About CertPro
CertPro CPA LLC is a licensed, AICPA peer review-enrolled CPA firm specializing in independent compliance audit and attestation services. Our engagements span SOC 2 (Type 1 & 2), ISO 27001, ISO 42001, ISO 27701, HIPAA, and GDPR frameworks. We operate strictly as an independent auditor — not an implementation or consulting provider — serving technology companies, SaaS platforms, and enterprises globally.
Location: On-Site (Bangalore) | Experience: 2+ Years | Type: Full-Time | Department: Audit Team
Key Responsibilities
- Participate as an active member of the audit team in external compliance engagements covering ISO 27001, SOC 2, and related frameworks.
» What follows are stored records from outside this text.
PR #235, opened 2023-09-21
Fixing empty wallet dashboard, margins, sticky footer

nop33:


mvaivre (approved):
Looks great! I also added a few tweaks on top.

PR #236, opened 2023-09-22
Fix android build

mvaivre:


package.json
```diff
@@ -84,7 +84,8 @@
     "react-qr-code": "^2.0.7",
     "react-redux": "^8.0.1",
     "styled-components": "^5.3.5",
-    "victory-native": "^36.6.10"
+    "victory-native": "^36.6.10",
+    "expo-splash-screen": "~0.20.5"
```
nop33, line 88: This was automatically added I suppose. But we don't need it, right?

mvaivre: Yep.. removed. I hope it doesn't come back 🌬️

nop33 (commented):
I am not so sure we should commit the files in the `android/app/.cxx` directory... Many seem to be just debug files... based on this answer, they shouldn't be committed: https://stackoverflow.com/questions/66129837/about-the-gitignore-question-cxx-folder-in-the-android-project

I also see that `.cxx` is listed here: https://github.com/github/gitignore/blob/main/Android.gitignore

mvaivre:
Closed in favour of #243

PR #2166, opened 2024-06-17
chore: [ANDROSDK-1864] Remove not useful child type parameter from fields

marcamsn:
Solves [ANDROSDK-1864](https://dhis2.atlassian.net/browse/ANDROSDK-1864).

[ANDROSDK-1864]: https://dhis2.atlassian.net/browse/ANDROSDK-1864?atlOrigin=eyJpIjoiNWRkNTljNzYxNjVmNDY3MDlhMDU5Y2ZhYzA5YTRkZjUiLCJwIjoiZ2l0aHViLWNvbS1KU1cifQ


core/src/main/java/org/hisp/dhis/android/core/arch/api/fields/internal/FieldsConverterFactory.kt
```diff
@@ -25,32 +25,17 @@
...
-            }
-        }
-        return null;
-    }
+internal class FieldsConverterFactory : Converter.Factory() {
+    override fun stringConverter(
+        type: Type,
+        annotations: Array<Annotation>,
+        retrofit: Retrofit,
+    ): Converter<*, String>? = annotations.firstOrNull { it is Which }?.let { FieldsConverter() }
```
taridepaco, line 40: Now only the first annotation is checked for type Which, but previously the array of annotations was looped on until one was of type Which. Is this intended?

marcamsn: Hey! `firstOrNull` usually helps to safely retrieve the first element of a collection or sequence, or return null if the collection is empty. But you can also use `firstOrNull` with a predicate to find the first element that matches a given condition. If no such element exists, it returns null.

In this case the condition is `it is Which`, so it loops the annotations until it finds that annotation.

vgarciabnz (approved):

- Evaluate the design and operating effectiveness of IT security controls against applicable standards and criteria.
- Review client-submitted evidence, identify gaps, and document findings.
- Draft clear, professional audit documentation including test procedures, deficiency write-ups, and audit reports.
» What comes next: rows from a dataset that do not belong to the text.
PR #2170, opened 2024-06-25
chore: [ANDROSDK-1875] Refactor Http Exception and Response to reduce retrofit dependencies

taridepaco:


core/src/main/java/org/hisp/dhis/android/core/user/internal/UserAccountDisabledErrorCatcher.kt
```diff
@@ -58,29 +57,18 @@ internal class UserAccountDisabledErrorCatcher(
...
-            val responseErrorBody = objectMapper.readValue(errorBody, HttpMessageResponse::class.java)
+            val isUnauthorized = response.statusCode == HttpURLConnection.HTTP_UNAUTHORIZED
+            val responseErrorBody = objectMapper.readValue(response.errorBody, HttpMessageResponse::class.java)
             isUnauthorized && responseErrorBody.message().contains("Account disabled")
         } catch (e: Exception) {
             false
         }
     }
 
     fun catchError(throwable: Throwable): D2ErrorCode? {
```
vgarciabnz, line 70: This method was a bit confusing to me because this casting from `Throwable` to `D2HttpException` is not obvious. Looking at the code it seems that this method (and the one below) are not used. As this class is internal, we can remove them to clean up the code

vgarciabnz (approved):

PR #2172, opened 2024-06-27
chore: [ANDROSDK-1877]: Add Ktor  and migrate ConstantService from Retrofit

taridepaco:


core/src/main/java/org/hisp/dhis/android/core/mockwebserver/Dhis2MockServer.java
```diff
@@ -443,8 +432,4 @@ public String getBaseEndpoint() {
     public RecordedRequest takeRequest() throws InterruptedException {
         return server.takeRequest();
     }
-
-    public void addResponse(String method, String path, String responseName, int responseCode) {
```
vgarciabnz, line 447: Do not remove this method, it is used in the app to mock responses. This class and this method are intentionally public.

core/src/main/java/org/hisp/dhis/android/core/constant/internal/KtorConstantService.kt
```diff
@@ -0,0 +1,52 @@
...
+        val url = "${URL}constants"
+        val parameters = mapOf(
+            "fields" to fields.generateString(),
+            "paging" to paging.toString(),
+        )
+        return client.get(url, parameters)
+    }
+
+    companion object {
+        private const val URL = "https://temporary-dhis-url.org/api/"
```
vgarciabnz, line 50: I think this variable could be included in the KtorServiceClient to avoid repetition.

core/src/main/java/org/hisp/dhis/android/core/constant/internal/KtorConstantService.kt
```diff
@@ -0,0 +1,52 @@
...
+@Singleton
+internal class KtorConstantService(private val client: KtorServiceClient) {
+    suspend fun constants(fields: Fields<Constant>, paging: Boolean): Payload<Constant> {
+        val url = "${URL}constants"
+        val parameters = mapOf(
+            "fields" to fields.generateString(),
+            "paging" to paging.toString(),
+        )
+        return client.get(url, parameters)
+    }
```
vgarciabnz, line 47: Maybe not for now, but I think we can avoid repetition of parameter names all across the services. For example, the parameters `fields` or `paging` are used in almost every method.

Just brainstorming, we could use a DSL to call the method something like:
```
return client.get {
  url("constants")
  parameters {
    fields(fields)
    paging(paging)
  }
}
```
Then, the method in KtorServiceClient will translate those parameters to `fields` and `paging`. And it will call the method `.generateString()` in the fields.

We can talk about that in another moment.

vgarciabnz (changes requested):
Great PR! The only required change is the method in the mockServer because it affects the app. The others are just comments.

core/src/main/java/org/hisp/dhis/android/core/mockwebserver/Dhis2MockServer.java
taridepaco: And what about the other methods removed in this script?

vgarciabnz: The other methods are private, if they are not used the can be removed

vgarciabnz (approved):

- Communicate audit findings, information requests, and timelines to clients in a concise and professional manner.
- Stay current with evolving compliance standards, threat landscapes, and industry best practices.
Minimum Qualifications
- ISO 27001 Lead Auditor certification (mandatory).
- Minimum 2 years of hands-on experience in ISO 27001, SOC 2, or Cybersecurity audits as part of an external audit team.
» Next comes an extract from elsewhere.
PR #2186, opened 2024-07-19
chore: [ANDROSDK-1891] Expose an alternative method for API interaction

taridepaco:


core/src/main/java/org/hisp/dhis/android/core/D2.kt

- Demonstrated knowledge of IT security controls, risk management principles, and control frameworks.
- Strong written and verbal communication skills; ability to produce clear, professional correspondence and audit documentation.
Skills & Competencies
- IT Security Controls: Deep understanding of access management, vulnerability management, change management, encryption, and incident response.
- Communication: Ability to interact professionally with clients, articulate audit requirements, and present findings without ambiguity.
- AI Tools: Comfort using AI-assisted tools for research, drafting, and audit workflow enhancement.
- Analytical Thinking: Capacity to evaluate evidence critically and exercise sound professional judgment.
- Attention to Detail: Precision in documentation, cross-referencing evidence, and maintaining audit trails.